Uit de operawereld kwam bovendien de boodschap: ‘Als je musical gaat zingen, kun je een operacarrière vaarwel zeggen: slecht voor je stem, slecht voor je reputatie.’ „Casting directors zien een ‘musicalmeisje’ voor zich en gaan ervan uit dat je bepaalde dingen niet of minder kan. Terwijl ik meer klassiek zing dan musical.”
Andersom trof Rammeloo in cross-over-producties, waarbij opera en andere vormen van muziektheater elkaar ontmoeten, ook meer dan eens een regisseur „die wilde doordrukken dat het toch versterkt moest. Omdat mensen tegenwoordig gewend zijn om de muziek op zich afgevuurd te krijgen. Terwijl alleen al het ervaren van muziek op een akoestische manier zo’n meerwaarde is. Het is hetzelfde als met filters op Instagram. Men weet niet meer hoe een echte stem klinkt en wat de fysieke ervaring van zulke trillingen met je kan doen op een diep niveau. Daarvoor hoeft de klank niet flawless te zijn.”
In de Nederlandse operawereld ziet ze een voorzichtige kentering in de houding tegenover musical en cross-over. „Omdat het klassieke publiek terugloopt, proberen ze nieuw publiek aan te boren. Supergoed. Maar het voelt soms een beetje als een moetje. Zo van: ‘Ik heb al een Mozart-opera, ik heb een moderne opera, laat ik nou ook een toegankelijke opera programmeren. En daar zetten we dan de mindere goden in.’ In Amerika en Duitsland is dat anders, daar bestaan opera en musical veel meer naast elkaar.”
Lees ook
‘Lady in the Dark’ is een verrukkelijke, veel te onbekende ‘Broadway-opera’
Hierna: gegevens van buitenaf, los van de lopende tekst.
PR #927, opened 2017-10-05
decouple API from multiple backend on uploadPart

ploki:
refactoring evaluation

### DIFF
--- a/lib/api/objectPutPart.js
+++ b/lib/api/objectPutPart.js
@@ -12,8 +12,6 @@ const kms = require('../kms/wrapper');
 const metadata = require('../metadata/wrapper');
 const { pushMetric } = require('../utapi/utilities');
 const logger = require('../utilities/logger');
-const { config } = require('../Config');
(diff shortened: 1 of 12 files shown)


ploki:
dear reviewer, only the last commit is relevant for this PR

lib/api/objectPutPart.js
```diff
@@ -179,12 +177,11 @@ function objectPutPart(authInfo, request, streamingV4Params, log,
...
         },
         (destinationBucket, objectLocationConstraint, cipherBundle,
-        splitter, next) => {
-            if (config.backends.data === 'multiple') {
-                return multipleBackendGateway.uploadPart(request,
-                streamingV4Params, null, size, objectLocationConstraint,
-                objectKey, uploadId, partNumber, bucketName, log,
-                (err, partInfo) => {
+         splitter, next) => {
+            const res = data.uploadPart(
```
jonathan-gramain: style: I don't think `res` needs to be returned since the processing is asynchronous, just calling `data.uploadPart(...);` should be good.

PR #934, opened 2017-10-10
Fix: Wrap Azure calls with try/catch

dora-korpar:
Fix to handle when Azure requests throw errors instead of returning them in the callback.

Depends on https://github.com/scality/Arsenal/pull/350

### DIFF
--- a/tests/functional/aws-node-sdk/test/multipleBackend/put/putAzure.js
+++ b/tests/functional/aws-node-sdk/test/multipleBackend/put/putAzure.js
@@ -144,6 +144,20 @@ describeF() {
                 });
             });
 
+            it('should return error InternalError putting an invalid key ' +
+            'name to Azure', done => {
+                const params = {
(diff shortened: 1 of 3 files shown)


dora-korpar:
Test added :)

tests/functional/aws-node-sdk/test/multipleBackend/put/putAzure.js
```diff
@@ -142,6 +142,20 @@ describeF() {
                 });
             });
 
+            it('should return error InternalError putting an invalid key ' +
+            'name to Azure', done => {
+                const params = {
+                    Bucket: azureContainerName,
+                    Key: '.',
```
LaurenSpiegel: this causes the azure client to throw?

LaurenSpiegel: yes

PR #935, opened 2017-10-10
FT: Add replication to AWS backbeat route

bennettbuchanan:
Adds route for replication of single-part objects to AWS.

Forthcoming replication operation support:
* MPU objects
* Metadata-only operations (zero-byte objects, putting object ACLs, etc.)
* Object deletion

### DIFF
--- a/lib/routes/routeBackbeat.js
+++ b/lib/routes/routeBackbeat.js
@@ -11,6 +11,8 @@ const { dataStore } = require('../api/apiUtils/object/storeObject');
 const prepareRequestContexts = require(
 '../api/apiUtils/authorization/prepareRequestContexts');
 const { metadataValidateBucketAndObj } = require('../metadata/metadataUtils');
+const { BackendInfo } = require('../api/apiUtils/object/BackendInfo');
+const { locationConstraints } = require('../Config').config;
 
 auth.setHandler(vault);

Cross-over-voorstellingen hebben in Rammeloos ogen juist veel potentie om een nieuw operapubliek te bereiken. „Rammeloo heeft de rol van haar leven als Liza Elliott”, schreef deze krant in 2022 over haar hoofdrol bij Opera Zuid in Kurt Weills musical Lady in the Dark uit 1941. „Die voorstelling sprak zo’n groot publiek aan: musicalpubliek, operapubliek, mensen die nog nooit van Kurt Weill hadden gehoord, mensen die meer van de theaterkant kwamen. Alle voorstellingen zaten afgeladen vol. Het was de Opera van het Jaar [de verkiezing van opera-website Place de l’Opera]. En het werd echt gemaakt vanuit liefde voor het genre.
„Die oude musicals hebben hun wortels in de klassieke muziek. Ze zijn net als opera ook geschreven om onversterkt over een orkest heen te zingen. Ik denk dat musical een goede gateway naar opera is voor mensen die die muziek fijn vinden: de melodieën, de melancholie, de romantiek. Dat ze denken: O wacht, dat ligt in het verlengde van elkaar. Dan kan ik misschien ook eens een keer luisteren naar een Puccini-aria.”
Het album Longing to be Loved verschijnt op 27 april. Liedcyclus ‘December Songs’ van Maury Yeston (1945) en musicalnummers van onder meer Gershwin, Berlin, Bernstein en Weill.